Friday, March 12th, 2010

Well, it looks like Unknown Sector has flopped in a big way. There was initially very little interest on FGL, so I pulled it down, put in my own ads, and it’s now getting about a fifth of the hits that Gun Nomads is still raking in. It stings to be sure, knowing that those two months accomplished little more than a lesson learned in humility. The fact that I partially saw it coming makes it both better and worse. Better because I now know what not to do, and worse because I could have done things differently. Admittedly, Unknown Sector has major flaws, and its lackluster performance is understandable. I believe its primary failure is being too shallow for a complicated game, if that makes any sense at all. There is really too little reward in terms of graphics, innovative gameplay, story and content for the amount of complexity you have to learn. Even with that said, it might still have made a decent free Flash game, but putting micro-transactions into it was definitely too much. It simply does not encourage the depth of interest required to start spending money. I feel like I’m shooting myself in the foot bashing my own game, but it happens to deserve it.

In retrospect I can see that I started making this game for the wrong reasons. I was never particularly enthusiastic about the idea and in fact didn’t bother planning some features until well into production. I made the thing mainly because I expected it to be a decent, easy to make game that could make use of some assets I had lying around. Of course it didn’t turn out to be that easy, but stubbornly I kept on going just to get it done. Lesson learned: don’t be afraid to switch gears when things don’t work out.
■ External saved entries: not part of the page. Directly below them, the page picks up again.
PR #19, opened 2020-07-28
used Documenter.jl to build documentation page

sudomaze:
Here is my attempt to build the documentation page using Documenter.jl. It seems that @Wikunia did everything required to build the documentation page correctly. I have added README.md (renamed to index.md) and contributing.md into /docs/src. In addition, I have modified make.jl to run my local build without a warning.

### DIFF
--- a/docs/make.jl
+++ b/docs/make.jl
@@ -6,17 +6,18 @@ makedocs(;
     authors="Ole Kröger <o.kroeger@opensourc.es> and contributors",
     repo="https://github.com/Wikunia/Javis.jl/blob/{commit}{path}#L{line}",
     sitename="Javis.jl",
-    format=Documenter.HTML(;
-        prettyurls=get(ENV, "CI", "false") == "true",
-        canonical="https://Wikunia.github.io/Javis.jl",
-        assets=String[],
-    ),
+    #format=Documenter.HTML(;
+    #    prettyurls=get(ENV, "CI", "false") == "true",
+    #    canonical="https://Wikunia.github.io/Javis.jl",
+    #    assets=String[],
+    #),
     pages=[
         "Home" => "index.md",
         "References" => "references.md",
+        "Contributing" => "contributing.md",
     ],
 )
 
-deploydocs(;
-    repo="github.com/Wikunia/Javis.jl",
-)
+#deploydocs(;
+#    repo="github.com/Wikunia/Javis.jl",
+#)
--- a/docs/make.jl
+++ b/docs/make.jl
@@ -6,11 +6,11 @@ makedocs(;
     authors="Ole Kröger <o.kroeger@opensourc.es> and contributors",
     repo="https://github.com/Wikunia/Javis.jl/blob/{commit}{path}#L{line}",
     sitename="Javis.jl",
-    #format=Documenter.HTML(;
-    #    prettyurls=get(ENV, "CI", "false") == "true",
-    #    canonical="https://Wikunia.github.io/Javis.jl",
-    #    assets=String[],
-    #),
+    format=Documenter.HTML(;
+        prettyurls=get(ENV, "CI", "false") == "true",
+        canonical="https://Wikunia.github.io/Javis.jl",
+        assets=String[],
+    ),
     pages=[
         "Home" => "index.md",
         "References" => "references.md",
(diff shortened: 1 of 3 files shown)


docs/make.jl
```diff
@@ -6,17 +6,18 @@ makedocs(;
...
-    format=Documenter.HTML(;
-        prettyurls=get(ENV, "CI", "false") == "true",
-        canonical="https://Wikunia.github.io/Javis.jl",
-        assets=String[],
-    ),
+    #format=Documenter.HTML(;
+    #    prettyurls=get(ENV, "CI", "false") == "true",
+    #    canonical="https://Wikunia.github.io/Javis.jl",
+    #    assets=String[],
+    #),
```
Wikunia, line 13: Can you clarify why you "deleted" this?

docs/make.jl
```diff
@@ -6,17 +6,18 @@ makedocs(;
...
+        "Contributing" => "contributing.md",
     ],
 )
 
-deploydocs(;
-    repo="github.com/Wikunia/Javis.jl",
-)
+#deploydocs(;
+#    repo="github.com/Wikunia/Javis.jl",
+#)
```
Wikunia, line 23: This is needed to deploy the docs via GitHub actions and should not be "deleted". It probably throws a warning locally but that's normal.

docs/src/contributing.md
```diff
@@ -0,0 +1,67 @@
+# Contributing to Javis
+
```
Wikunia, line 2: Having this file as contributing.md is helpful such that GitHub refers to this document when someone opens a PR. I'm not sure whether it's helpful to have it as part of the documentation.

docs/src/index.md
```diff
@@ -1,6 +1,45 @@
 # Javis
 
-Javis.jl (Julia mAthematical VISualization) is a visualization and animation package that builds on top of [Luxor.jl](https://github.com/JuliaGraphics/Luxor.jl)
+[![Stable](https://img.shields.io/badge/docs-stable-blue.svg)](https://Wikunia.github.io/Javis.jl/stable)
```
Wikunia, line 3: This file is intended to provide a different introduction than a Readme does. For example more examples and a tutorial for first steps.

docs/make.jl
sudomaze: I have modified make.jl to run my local build without warnings. I will update the code.

docs/make.jl
sudomaze: I see. I thought the CI was causing the issue as when I looked into it online, they mentioned CI caused the error.

``
┌ Warning: Documenter could not auto-detect the building environment Skipping deployment.
└ @ Documenter ~/.julia/packages/Documenter/bRylW/src/deployconfig.jl:75
``

docs/src/contributing.md
sudomaze: @TheCedarPrince suggested including it with the README.md. I think having it would be helpful but it won't be harmful to have as part of the documentation page.

docs/src/index.md
sudomaze: That makes sense. I will reset it to what you have had before. Do you think I can add anything to this page?

docs/src/contributing.md
Wikunia: Oh I see. I thought you moved it but you copied it over, right? I think it makes sense we just need to be careful that we change both if we update the guidelines. 
Or maybe we can just use the contributing.md and build it via Documenter. Not sure whether or needs to be inside the `docs/src/` folder for that.

docs/src/index.md
Wikunia: It should probably include some examples so you could try to add an example with LaTeX bit currently all actual functionality is inside branches so later is probably more interesting.

docs/make.jl
Wikunia: Thanks you should still be able to build it locally. Please comment if that doesn't work. It might throw a warning that it doesn't know where to deploy but the build folder should be correct.

docs/src/index.md
Wikunia: As #6 got merged there are some new features we want to have in a tutorial. Interested @sudomaze

sudomaze: Yeah, sure. I will finish #21 then I will be down to work on adding the examples to the documentation.

Wikunia:
Are you still interested in this? Otherwise I'll close this in 3 days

I’ve made four games so far, and yet I haven’t made any that I actually like to play. Nor have I been hugely enthusiastic about any of them even on a conceptual basis. Gun Nomads may have come pretty close, but it was my first Flash game and inevitably flawed because of it. Rise of the Tower was my first attempt at making a simple game, and I’ve never been able to get excited over simple games. Unknown Sector and my new Rise of the Tower spin-off also fit into that simple category. They have their charms but not the depth I need to get into a game.

I do have an idea for my next game that does possess quite a bit of depth, and yet shouldn’t be too difficult to make. It’s a strategy game with both turn-based and real-time elements, dozens of unit types and varied tactical options to ponder. My goal is to create the biggest, best looking and most fun strategy battles ever seen in flash gaming. And I intend to do it in only one month. Ambitious? You bet.